Dataset entries:
PR #2578, opened 2017-11-26
Correct handling of warnings in TearDown

### LINKED ISSUE #2577: Warning in TearDown is inconsistent with Assertion failure
When an Assertion is used in `TearDown` and fails, an error is generated. That is, the result is `Failed:Error` rather than simply `Failed`. Similarly, failure of an Assumption generates an error.

NUnit has worked this way historically because it is generally necessary for the `TearDown` method to complete, in order to clean things up.

As we implemented Warnings, a Warning failure in `TearDown` works differently from Assertion failure. The assertion is counted and a Warning level `AssertionResult` is created, but it has no effect on the overall result of the test. If there are no other warnings or failures, the test passes.

Alternatives:

1. Document that Warnings in TearDown have no effect on the result of the test although they may be reported by some runners. This seems confusing to me. If we are going to report it, then the test should have an overall warning result.

2. Handle Warnings in TearDown by changing the result to Warning if the test passed. This sounds like it could be useful but is still inconsistent with failing Assertions.

3. Generate an error for failed warnings in TearDown just as we do for assertion failures.

A Warning in `TearDown` generally gives seems to be ignored entirely

CharliePoole:
Fixes #2577 

First commit merely adds tests. The three ignored tests are the heart of the issue. Two of the tests succeed as written, but I'm not sure they really should. One of them fails. They should all work the same way, obviously.

To proceed, we need to select from the options in #2577 as to how we want a warning in TearDown to work.


jnm2:
@CharliePoole [Five team members](https://github.com/nunit/nunit/issues/2577#issuecomment-347471294) support option 2. Is there anything else to do before this PR is ready to review?

CharliePoole:
@jnm2 Yes, implement it. 😄 

I appear to have done a PR on this issue with only tests added to show what is currently happening but never assigned the issue to myself. I can't remember if that was deliberate or not. In any case, I track my issues (not PRs) using a GitHub query and naturally this one doesn't show up!

I'll look to see what's involved.

CharliePoole:
I rebased and added the implementation. Warnings now function as warnings even in teardown.

src/NUnitFramework/framework/Internal/Execution/SimpleWorkItem.cs
```diff
@@ -119,7 +119,7 @@ private TestCommand MakeTestCommand()
                 foreach (var item in setUpTearDownList)
                     command = new SetUpTearDownCommand(command, item);
 
-                // In the current implementation, upstream actions only apply to tests. If that should change in the future,
+                // In the current implementation, upstream actions only apply to tests. If that should cha nge in the future,
```
jnm2: Accidental keypress.

src/NUnitFramework/tests/Assertions/WarningTests.cs
```diff
@@ -172,6 +172,27 @@ public void WarningFails(string methodName, string expectedMessage)
...
+        [TestCase(typeof(WarningInTearDownFails), nameof(WarningInTearDownFails.WarningPassesInTest), 2, 1)]
+        [TestCase(typeof(WarningInTearDownFails), nameof(WarningInTearDownFails.WarningFailsInTest), 2, 2)]
+        [TestCase(typeof(WarningInTearDownFails), nameof(WarningInTearDownFails.ThreeWarningsFailInTest), 4, 4)]
+        public void WarningUsedInSetUpOrTearDown(Type fixtureType, string methodName, int expectedAsserts, int expectedWarnings)
+        {
+            var result = TestBuilder.RunTestCase(fixtureType, methodName);
+
+            Assert.That(result.ResultState, Is.EqualTo(expectedWarnings == 0 ? ResultState.Success : ResultState.Warning));
+            Assert.That(result.AssertCount, Is.EqualTo(expectedAsserts), "Incorrect AssertCount");
+            Assert.That(result.AssertionResults.Count, Is.EqualTo(expectedWarnings), $"There should be {expectedWarnings} AssertionResults");
```
jnm2: We could consider testing separately that `result.AssertCount` is consistent with `result.AssertionResults.Count` foir a wider range of inputs so that tests like this don't have to bother.

CharliePoole: Well, these are the only tests of the warning assertion. So it makes sense to test that (1) each warning statement counts as an assert and (2) each failed warning adds an assertion result. True, we could organize differently, testing all counting in one place but I think it's better to organize tests by user-visible functionality where possible.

Exercise aim: The lines needed run from the first line of the data through the line containing "### LINKED ISSUE"; give them again exactly and nothing else.

Completed exercise:
PR #2578, opened 2017-11-26
Correct handling of warnings in TearDown

### LINKED ISSUE #2577: Warning in TearDown is inconsistent with Assertion failure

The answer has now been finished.